━━━ Material supplied ━━━

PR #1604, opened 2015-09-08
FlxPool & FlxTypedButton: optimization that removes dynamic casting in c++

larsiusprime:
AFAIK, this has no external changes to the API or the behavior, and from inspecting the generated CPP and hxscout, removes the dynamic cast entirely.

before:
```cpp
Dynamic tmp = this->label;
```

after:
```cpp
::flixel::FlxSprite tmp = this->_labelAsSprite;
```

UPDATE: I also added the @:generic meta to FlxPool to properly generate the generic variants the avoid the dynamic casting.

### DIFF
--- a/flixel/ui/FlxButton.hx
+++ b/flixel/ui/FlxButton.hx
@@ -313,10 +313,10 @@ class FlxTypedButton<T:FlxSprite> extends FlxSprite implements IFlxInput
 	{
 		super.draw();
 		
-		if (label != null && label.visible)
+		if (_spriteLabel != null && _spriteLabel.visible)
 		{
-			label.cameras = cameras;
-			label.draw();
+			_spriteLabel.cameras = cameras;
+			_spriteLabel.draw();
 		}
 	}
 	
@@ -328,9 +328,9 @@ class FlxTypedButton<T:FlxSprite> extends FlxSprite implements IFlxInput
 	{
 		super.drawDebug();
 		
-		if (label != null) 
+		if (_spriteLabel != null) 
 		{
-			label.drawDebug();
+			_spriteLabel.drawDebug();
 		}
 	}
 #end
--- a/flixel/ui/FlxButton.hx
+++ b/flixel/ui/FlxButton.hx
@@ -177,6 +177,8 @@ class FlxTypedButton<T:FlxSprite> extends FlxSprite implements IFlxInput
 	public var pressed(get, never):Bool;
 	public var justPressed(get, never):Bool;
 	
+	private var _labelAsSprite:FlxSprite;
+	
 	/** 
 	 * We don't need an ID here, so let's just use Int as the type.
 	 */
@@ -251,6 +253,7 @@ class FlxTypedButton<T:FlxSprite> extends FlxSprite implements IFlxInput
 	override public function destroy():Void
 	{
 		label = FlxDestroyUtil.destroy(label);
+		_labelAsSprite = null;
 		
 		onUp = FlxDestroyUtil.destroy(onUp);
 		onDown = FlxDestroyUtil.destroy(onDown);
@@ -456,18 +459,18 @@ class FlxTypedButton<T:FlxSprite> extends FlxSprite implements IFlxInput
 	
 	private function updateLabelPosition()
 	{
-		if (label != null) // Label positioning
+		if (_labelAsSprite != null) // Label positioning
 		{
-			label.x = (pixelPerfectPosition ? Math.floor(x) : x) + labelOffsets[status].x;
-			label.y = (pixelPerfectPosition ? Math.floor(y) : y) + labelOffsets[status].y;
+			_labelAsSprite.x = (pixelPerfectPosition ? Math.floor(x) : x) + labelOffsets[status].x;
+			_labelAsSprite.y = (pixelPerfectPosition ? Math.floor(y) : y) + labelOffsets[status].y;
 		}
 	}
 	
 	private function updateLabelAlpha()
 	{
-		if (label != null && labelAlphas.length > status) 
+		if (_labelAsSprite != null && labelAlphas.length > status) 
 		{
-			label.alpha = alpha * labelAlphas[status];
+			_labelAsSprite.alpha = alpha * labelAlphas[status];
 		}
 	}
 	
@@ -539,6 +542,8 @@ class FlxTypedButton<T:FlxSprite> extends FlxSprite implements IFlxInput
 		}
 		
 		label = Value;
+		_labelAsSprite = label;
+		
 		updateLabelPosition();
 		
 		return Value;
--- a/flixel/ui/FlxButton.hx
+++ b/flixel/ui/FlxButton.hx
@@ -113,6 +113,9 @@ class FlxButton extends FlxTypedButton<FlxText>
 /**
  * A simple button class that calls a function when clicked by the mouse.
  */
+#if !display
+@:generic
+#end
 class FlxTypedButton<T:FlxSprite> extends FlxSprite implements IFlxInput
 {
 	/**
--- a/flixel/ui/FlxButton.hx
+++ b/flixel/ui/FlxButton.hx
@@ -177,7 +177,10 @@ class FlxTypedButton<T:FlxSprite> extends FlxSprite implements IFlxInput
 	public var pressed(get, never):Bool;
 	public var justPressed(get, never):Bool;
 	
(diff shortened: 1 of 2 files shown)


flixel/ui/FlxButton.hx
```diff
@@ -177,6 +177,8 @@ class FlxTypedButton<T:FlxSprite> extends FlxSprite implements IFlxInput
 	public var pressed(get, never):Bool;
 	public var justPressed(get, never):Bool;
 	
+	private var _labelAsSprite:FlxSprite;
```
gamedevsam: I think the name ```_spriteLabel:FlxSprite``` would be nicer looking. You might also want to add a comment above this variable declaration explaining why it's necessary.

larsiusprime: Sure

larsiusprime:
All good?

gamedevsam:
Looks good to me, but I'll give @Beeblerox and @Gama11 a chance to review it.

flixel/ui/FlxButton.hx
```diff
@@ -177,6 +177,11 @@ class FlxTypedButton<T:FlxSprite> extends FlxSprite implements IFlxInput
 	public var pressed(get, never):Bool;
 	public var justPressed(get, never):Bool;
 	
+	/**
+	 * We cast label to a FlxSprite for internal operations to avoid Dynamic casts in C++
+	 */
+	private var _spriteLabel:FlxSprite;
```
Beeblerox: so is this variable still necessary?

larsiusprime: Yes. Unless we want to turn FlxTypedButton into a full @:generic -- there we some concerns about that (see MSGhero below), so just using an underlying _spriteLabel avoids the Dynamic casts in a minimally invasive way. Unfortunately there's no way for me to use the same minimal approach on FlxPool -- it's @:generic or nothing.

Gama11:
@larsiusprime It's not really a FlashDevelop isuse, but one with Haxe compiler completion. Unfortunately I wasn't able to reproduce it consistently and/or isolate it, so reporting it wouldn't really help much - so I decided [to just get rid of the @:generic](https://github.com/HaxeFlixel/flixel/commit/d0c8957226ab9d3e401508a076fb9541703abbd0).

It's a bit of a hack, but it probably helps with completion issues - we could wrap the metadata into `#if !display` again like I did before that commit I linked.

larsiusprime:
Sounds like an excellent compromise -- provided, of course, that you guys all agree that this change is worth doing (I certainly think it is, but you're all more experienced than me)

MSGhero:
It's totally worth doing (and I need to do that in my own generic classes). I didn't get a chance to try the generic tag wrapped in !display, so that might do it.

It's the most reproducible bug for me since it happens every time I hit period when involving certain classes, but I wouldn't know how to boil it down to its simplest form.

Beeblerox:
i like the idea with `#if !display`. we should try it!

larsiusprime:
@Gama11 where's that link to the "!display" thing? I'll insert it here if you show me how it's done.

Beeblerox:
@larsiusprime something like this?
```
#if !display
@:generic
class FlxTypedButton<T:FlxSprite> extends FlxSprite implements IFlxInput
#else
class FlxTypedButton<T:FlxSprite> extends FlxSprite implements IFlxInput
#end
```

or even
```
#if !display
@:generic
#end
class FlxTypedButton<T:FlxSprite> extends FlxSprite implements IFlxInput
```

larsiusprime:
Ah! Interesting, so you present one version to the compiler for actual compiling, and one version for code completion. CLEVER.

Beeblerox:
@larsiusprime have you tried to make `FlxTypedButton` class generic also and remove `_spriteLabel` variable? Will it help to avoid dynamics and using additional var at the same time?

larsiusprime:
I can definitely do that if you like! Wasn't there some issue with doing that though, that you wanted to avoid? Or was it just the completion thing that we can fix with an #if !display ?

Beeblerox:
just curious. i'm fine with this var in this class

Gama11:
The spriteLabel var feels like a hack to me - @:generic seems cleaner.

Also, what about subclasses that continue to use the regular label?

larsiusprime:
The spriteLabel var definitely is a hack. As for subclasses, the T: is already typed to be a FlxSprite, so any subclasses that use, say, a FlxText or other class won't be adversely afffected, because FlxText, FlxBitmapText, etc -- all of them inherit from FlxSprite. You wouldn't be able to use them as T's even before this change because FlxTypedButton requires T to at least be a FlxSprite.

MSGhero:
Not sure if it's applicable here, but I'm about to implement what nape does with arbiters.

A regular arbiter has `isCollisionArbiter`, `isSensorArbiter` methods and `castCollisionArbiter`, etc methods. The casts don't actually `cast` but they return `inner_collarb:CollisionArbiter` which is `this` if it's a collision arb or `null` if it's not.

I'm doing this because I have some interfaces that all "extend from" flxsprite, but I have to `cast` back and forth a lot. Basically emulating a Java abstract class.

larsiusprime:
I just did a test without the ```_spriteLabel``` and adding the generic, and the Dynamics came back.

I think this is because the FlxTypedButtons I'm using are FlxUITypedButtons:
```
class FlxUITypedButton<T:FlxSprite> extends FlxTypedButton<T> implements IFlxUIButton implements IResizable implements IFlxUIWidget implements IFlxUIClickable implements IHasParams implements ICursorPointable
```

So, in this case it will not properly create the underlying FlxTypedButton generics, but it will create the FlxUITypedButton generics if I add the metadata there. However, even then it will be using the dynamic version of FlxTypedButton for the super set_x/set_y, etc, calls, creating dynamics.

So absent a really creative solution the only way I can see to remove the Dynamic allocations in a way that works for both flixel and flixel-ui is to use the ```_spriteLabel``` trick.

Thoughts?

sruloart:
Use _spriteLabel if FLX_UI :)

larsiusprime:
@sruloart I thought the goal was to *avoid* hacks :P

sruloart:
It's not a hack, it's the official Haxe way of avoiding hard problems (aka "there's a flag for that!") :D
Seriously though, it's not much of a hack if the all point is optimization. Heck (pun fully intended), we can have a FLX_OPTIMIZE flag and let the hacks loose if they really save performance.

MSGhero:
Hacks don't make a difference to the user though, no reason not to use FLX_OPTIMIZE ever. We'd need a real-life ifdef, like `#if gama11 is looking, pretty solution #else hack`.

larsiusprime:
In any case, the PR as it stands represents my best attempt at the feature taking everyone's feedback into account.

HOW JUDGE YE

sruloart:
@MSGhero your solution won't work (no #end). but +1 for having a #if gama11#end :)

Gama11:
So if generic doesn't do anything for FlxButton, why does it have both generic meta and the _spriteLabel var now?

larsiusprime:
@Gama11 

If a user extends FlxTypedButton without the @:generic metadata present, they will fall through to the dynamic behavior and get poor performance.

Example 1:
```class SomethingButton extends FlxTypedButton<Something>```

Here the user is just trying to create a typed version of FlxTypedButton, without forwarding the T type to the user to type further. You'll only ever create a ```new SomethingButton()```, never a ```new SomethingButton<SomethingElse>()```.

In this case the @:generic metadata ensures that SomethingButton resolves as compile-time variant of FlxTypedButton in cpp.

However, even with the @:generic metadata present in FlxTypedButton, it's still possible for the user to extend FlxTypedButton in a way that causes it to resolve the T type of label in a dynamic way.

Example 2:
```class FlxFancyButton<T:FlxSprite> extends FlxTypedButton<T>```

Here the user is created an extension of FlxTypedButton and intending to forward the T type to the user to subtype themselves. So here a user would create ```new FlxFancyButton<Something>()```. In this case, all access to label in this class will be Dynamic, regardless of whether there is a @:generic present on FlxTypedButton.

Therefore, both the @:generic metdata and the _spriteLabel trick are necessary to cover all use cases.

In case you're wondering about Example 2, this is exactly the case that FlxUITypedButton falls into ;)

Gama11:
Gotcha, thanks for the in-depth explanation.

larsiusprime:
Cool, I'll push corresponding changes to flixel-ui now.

━━━
━━━ Material supplied ━━━

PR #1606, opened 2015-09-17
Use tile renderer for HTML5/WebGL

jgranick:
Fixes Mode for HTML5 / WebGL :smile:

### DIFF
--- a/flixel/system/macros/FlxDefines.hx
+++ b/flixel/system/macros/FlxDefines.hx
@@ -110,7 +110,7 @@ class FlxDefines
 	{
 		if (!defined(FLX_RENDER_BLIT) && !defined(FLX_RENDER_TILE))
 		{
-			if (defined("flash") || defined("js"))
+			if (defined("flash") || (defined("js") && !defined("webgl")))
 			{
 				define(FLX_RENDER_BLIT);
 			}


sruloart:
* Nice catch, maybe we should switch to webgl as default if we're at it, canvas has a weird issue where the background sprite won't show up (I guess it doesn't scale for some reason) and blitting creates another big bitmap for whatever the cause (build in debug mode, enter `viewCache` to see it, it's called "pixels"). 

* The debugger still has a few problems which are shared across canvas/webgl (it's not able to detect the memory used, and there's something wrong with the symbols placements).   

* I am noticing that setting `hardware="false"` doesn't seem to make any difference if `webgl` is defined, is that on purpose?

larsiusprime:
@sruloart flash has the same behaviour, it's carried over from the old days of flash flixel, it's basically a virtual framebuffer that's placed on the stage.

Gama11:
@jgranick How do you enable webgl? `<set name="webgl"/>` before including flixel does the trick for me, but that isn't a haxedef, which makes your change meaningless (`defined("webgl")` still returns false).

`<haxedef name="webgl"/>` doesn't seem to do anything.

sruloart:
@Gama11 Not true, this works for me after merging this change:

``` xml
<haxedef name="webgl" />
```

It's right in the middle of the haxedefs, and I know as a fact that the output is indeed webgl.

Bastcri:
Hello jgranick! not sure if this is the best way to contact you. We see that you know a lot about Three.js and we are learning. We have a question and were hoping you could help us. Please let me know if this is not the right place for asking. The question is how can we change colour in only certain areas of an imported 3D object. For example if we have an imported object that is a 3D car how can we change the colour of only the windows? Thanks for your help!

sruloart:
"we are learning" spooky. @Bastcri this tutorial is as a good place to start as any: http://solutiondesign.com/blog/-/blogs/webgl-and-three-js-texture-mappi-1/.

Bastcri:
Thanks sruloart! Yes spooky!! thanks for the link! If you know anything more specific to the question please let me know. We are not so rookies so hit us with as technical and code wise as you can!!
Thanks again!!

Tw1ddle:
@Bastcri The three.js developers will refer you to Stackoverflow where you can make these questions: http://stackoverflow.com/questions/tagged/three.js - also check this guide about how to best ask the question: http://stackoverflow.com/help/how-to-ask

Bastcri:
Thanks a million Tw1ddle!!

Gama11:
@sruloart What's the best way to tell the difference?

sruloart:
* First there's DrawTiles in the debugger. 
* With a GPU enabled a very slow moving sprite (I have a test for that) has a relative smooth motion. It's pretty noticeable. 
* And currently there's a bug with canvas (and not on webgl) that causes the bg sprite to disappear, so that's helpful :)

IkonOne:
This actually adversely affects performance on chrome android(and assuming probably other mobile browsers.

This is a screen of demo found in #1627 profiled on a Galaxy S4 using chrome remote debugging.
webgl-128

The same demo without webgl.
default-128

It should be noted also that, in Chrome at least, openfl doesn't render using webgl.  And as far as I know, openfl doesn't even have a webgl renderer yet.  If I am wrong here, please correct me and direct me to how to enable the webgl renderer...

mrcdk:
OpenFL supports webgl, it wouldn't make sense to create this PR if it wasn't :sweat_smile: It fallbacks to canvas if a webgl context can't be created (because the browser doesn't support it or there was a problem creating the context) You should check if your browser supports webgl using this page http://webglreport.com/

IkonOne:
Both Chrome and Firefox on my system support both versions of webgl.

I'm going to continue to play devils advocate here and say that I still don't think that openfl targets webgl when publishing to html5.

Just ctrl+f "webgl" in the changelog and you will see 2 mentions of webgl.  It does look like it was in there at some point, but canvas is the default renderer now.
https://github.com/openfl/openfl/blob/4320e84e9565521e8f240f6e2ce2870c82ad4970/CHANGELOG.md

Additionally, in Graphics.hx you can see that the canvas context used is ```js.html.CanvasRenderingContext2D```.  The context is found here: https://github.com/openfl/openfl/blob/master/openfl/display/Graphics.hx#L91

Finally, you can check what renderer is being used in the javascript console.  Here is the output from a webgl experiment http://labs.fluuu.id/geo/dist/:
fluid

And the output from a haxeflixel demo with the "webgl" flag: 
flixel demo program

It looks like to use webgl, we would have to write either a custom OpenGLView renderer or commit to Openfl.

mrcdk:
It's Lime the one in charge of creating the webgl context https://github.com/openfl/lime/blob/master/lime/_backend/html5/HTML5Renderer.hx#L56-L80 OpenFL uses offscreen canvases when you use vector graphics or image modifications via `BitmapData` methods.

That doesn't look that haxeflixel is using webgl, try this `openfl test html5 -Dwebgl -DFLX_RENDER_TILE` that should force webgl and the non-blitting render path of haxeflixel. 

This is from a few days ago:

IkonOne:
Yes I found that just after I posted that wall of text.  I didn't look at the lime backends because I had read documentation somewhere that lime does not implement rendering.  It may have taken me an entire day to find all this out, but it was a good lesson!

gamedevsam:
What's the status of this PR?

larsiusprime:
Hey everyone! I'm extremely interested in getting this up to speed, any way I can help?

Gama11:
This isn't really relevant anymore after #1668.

━━━
━━━ Material supplied ━━━

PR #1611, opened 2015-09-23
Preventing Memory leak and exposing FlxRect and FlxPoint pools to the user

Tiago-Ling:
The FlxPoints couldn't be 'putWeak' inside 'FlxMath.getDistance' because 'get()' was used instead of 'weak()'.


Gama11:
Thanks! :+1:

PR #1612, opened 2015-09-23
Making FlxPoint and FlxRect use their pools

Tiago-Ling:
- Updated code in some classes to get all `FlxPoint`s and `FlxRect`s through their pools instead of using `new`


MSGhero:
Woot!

━━━

Each line of the data that holds "know" should be reported.

It's the most reproducible bug for me since it happens every time I hit period when involving certain classes, but I wouldn't know how to boil it down to its simplest form.
It's right in the middle of the haxedefs, and I know as a fact that the output is indeed webgl.
Hello jgranick! not sure if this is the best way to contact you. We see that you know a lot about Three.js and we are learning. We have a question and were hoping you could help us. Please let me know if this is not the right place for asking. The question is how can we change colour in only certain areas of an imported 3D object. For example if we have an imported object that is a 3D car how can we change the colour of only the windows? Thanks for your help!
Thanks sruloart! Yes spooky!! thanks for the link! If you know anything more specific to the question please let me know. We are not so rookies so hit us with as technical and code wise as you can!!
It should be noted also that, in Chrome at least, openfl doesn't render using webgl.  And as far as I know, openfl doesn't even have a webgl renderer yet.  If I am wrong here, please correct me and direct me to how to enable the webgl renderer...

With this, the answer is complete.